6) Judging people and then saying “I’m just trying to help!”
Sometimes it’s when people “try to help” that they reveal their hidden biases.
They think they’re doing something good, so they easily end up forgetting that they’re being judgmental.
They might scold their child for reading “stupid” comic books instead of the classics, for example. They’ll tell them that they’ll never get places if they just waste their time reading “nonsense”.
Or perhaps they’ll just randomly tell their friend—because they’re “just being honest and direct”—that they’re too fat and they should hit the gym to finally get a guy. They do this because “real friends pull each other up”.

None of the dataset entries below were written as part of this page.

PR #267, opened 2024-07-08
fix: json assertions

DNR500:
Jira: [LF-9087](https://lifi.atlassian.net/browse/LF-9087)

We were have some issues in some of the dev tools that we support related to json assertions.

- Next.js pages router would report error when trying to our ClientOnly method of importing the Widget
- Remix would also report errors in its terminal output when trying to use the WIdgetSkeleton

We had originally tried to put json assertions in place but reverted the change as it caused problems with the use of Create React App.

In regards to this, this PR..

- reintroduces the json assertions
- adds a configuration work around to the create-react-app example
- presents update `nextjs` (next v14) and `nextjs-page-router` (next v13)  examples to document best usage in Pages and App router
- Adds the WidgetSkeleton to the `remix` example

in addition..

- Also adds a fix to the vite example for the connect button
- Adds minor updates to the documentation in the examples
- fixes some minor linting issue

Though this change also helps improve the usage of the WidgetSkeleton there are still some issues relating to its usage - these might be best explored in future tickets.
- The WidgetSkeleton triggers some compilation errors with used in Next.js 13 and its App router (this doesn't happen in Next 14 or Next 13 Pages router - see notes the `nextjs-page-router` example)
- Remix the WidgetSkeleton seems to only be usable in the fallback of the suspense block, usage in other place seems to cause issues in how the widget renders afterwards - this seems to only happen with remix 

Testing
I've tested the Widget updates locally using the examples.

Release considerations

- Once the released we will need to do an additional PR to bump version numbers in the examples folders

[LF-9087]: https://lifi.atlassian.net/browse/LF-9087?atlOrigin=eyJpIjoiNWRkNTljNzYxNjVmNDY3MDlhMDU5Y2ZhYzA5YTRkZjUiLCJwIjoiZ2l0aHViLWNvbS1KU1cifQ


packages/widget/src/components/Step/StepTimer.tsx
```diff
@@ -1,7 +1,8 @@
 import type { LiFiStepExtended } from '@lifi/sdk';
 import { useEffect, useState } from 'react';
 import { useTranslation } from 'react-i18next';
-import { useTimer } from 'react-timer-hook';
+import pkg from 'react-timer-hook';
```
DNR500, line 4: added this as there was an error from one of the examples about this package being common js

Many forms of “tough love” are inherently judgmental.
Of course, when it’s others’ time to “be real” with them and tell them they’re judgmental, they would throw up their hands and say “I’m just trying to help!”
They’ll try to convince you that they’ve actually got the best of intentions and how dare you question their love.
7) Speaking up when people speak out
They might think they’re not judgemental, or they might know but are trying their best to hide it.
And yet they somehow feel compelled to speak up when other people try to speak out against judgemental people.
They might say that the people speaking out are just sensitive or malicious… or that they’re making a mountain out of a molehill.
And sometimes they might be right.
But the fact that they somehow feel compelled to object when people speak out is in itself damning.
It can’t be avoided that we will sometimes have opinions on the things that other people do. Even the most non-judgmental among us will still have these kinds of thoughts.
What sets judgmental people apart from those who are not is that they will let these opinions dictate how they see and treat others.
Non-judgmental people, on the other hand, know how to acknowledge those judgy thoughts, set them aside, and bury them if needed.
It’s a matter of habit too, so if it turns out that you’re actually quite judgemental (we all kinda are to some degree)… you can still learn how to be better.
It just takes conscious effort to change and lots of practice.